DESCRIPTION OF THE TASK: Transcribe exactly the lines from the one holding "--- a/CHANGELOG.md" to the end of the data below, including both of those lines and no others.

SUPPLIED DATA:
[Start of section]
PR #92, opened 2026-06-07
docs: add changelog entry for PR #85

razzamatazm:
## What this PR does

Adds a plain-English changelog entry for PR #85, which fixed ComSkip post-processing silently deleting subtitle and metadata files placed next to recordings.

## Entry added

**PR #85** (subtitle files deleted by ComSkip cleanup): Explains that .srt, .vtt, .ass, and .xml files in your recording folder were silently deleted whenever ComSkip post-processing ran. Users who downloaded subtitles from a subtitle site and placed them next to their recordings would lose them with no warning. The fix removes those extensions from both cleanup paths so only actual ComSkip and FFmpeg working files are removed.

## How it was tested

Entry verified against the merged PR #85 diff and Herald's merge summary.

Before: CHANGELOG covered through PR #82.
After: CHANGELOG current through PR #85.

### DIFF
--- a/CHANGELOG.md
+++ b/CHANGELOG.md
@@ -6,6 +6,14 @@ All notable changes to Mustarrd are listed here. Most recent changes are at the 
 
 ## 2026-06-07
 
+### Fixed: Subtitle files next to recordings are no longer deleted by ComSkip post-processing
+
+**What you would notice:** If you placed subtitle files (`.srt`, `.vtt`, `.ass`) or metadata files (`.xml`) in the same folder as your recordings and then ran a download with ComSkip enabled, those files would silently vanish after post-processing finished. There was no warning and no way to recover them. Subtitle files in your recording folders are now left alone.
+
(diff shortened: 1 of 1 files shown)


razzamatazm-cleo (approved):
Approve.

Checked the changelog claims against `origin/main`, not just the stale local tree:
- `_cleanup_comskip_outputs` on main removes only `.edl/.txt/.log/.logo/.csv/.vdr` (and the matching edl-stem variants). The subtitle and metadata extensions (`.srt/.ass/.vtt/.xml`) are no longer in the candidate list, so the entry's core claim, subtitle and `.xml` files in recording folders are preserved, is accurate now that PR #85 is merged.
- Date heading and format match the existing CHANGELOG style.

Minor, non-blocking: the entry lists "segment files" among what is deleted, but `_cleanup_comskip_outputs` does not remove segment files. If that wording refers to a different cleanup path, fine; otherwise consider dropping "segment files" to keep the description exact. Not worth holding the PR.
[End of section]
WRITTEN ANSWER:
--- a/CHANGELOG.md
+++ b/CHANGELOG.md
@@ -6,6 +6,14 @@ All notable changes to Mustarrd are listed here. Most recent changes are at the 
 
 ## 2026-06-07
 
+### Fixed: Subtitle files next to recordings are no longer deleted by ComSkip post-processing
+
+**What you would notice:** If you placed subtitle files (`.srt`, `.vtt`, `.ass`) or metadata files (`.xml`) in the same folder as your recordings and then ran a download with ComSkip enabled, those files would silently vanish after post-processing finished. There was no warning and no way to recover them. Subtitle files in your recording folders are now left alone.
+
(diff shortened: 1 of 1 files shown)


razzamatazm-cleo (approved):
Approve.

Checked the changelog claims against `origin/main`, not just the stale local tree:
- `_cleanup_comskip_outputs` on main removes only `.edl/.txt/.log/.logo/.csv/.vdr` (and the matching edl-stem variants). The subtitle and metadata extensions (`.srt/.ass/.vtt/.xml`) are no longer in the candidate list, so the entry's core claim, subtitle and `.xml` files in recording folders are preserved, is accurate now that PR #85 is merged.
- Date heading and format match the existing CHANGELOG style.

Minor, non-blocking: the entry lists "segment files" among what is deleted, but `_cleanup_comskip_outputs` does not remove segment files. If that wording refers to a different cleanup path, fine; otherwise consider dropping "segment files" to keep the description exact. Not worth holding the PR.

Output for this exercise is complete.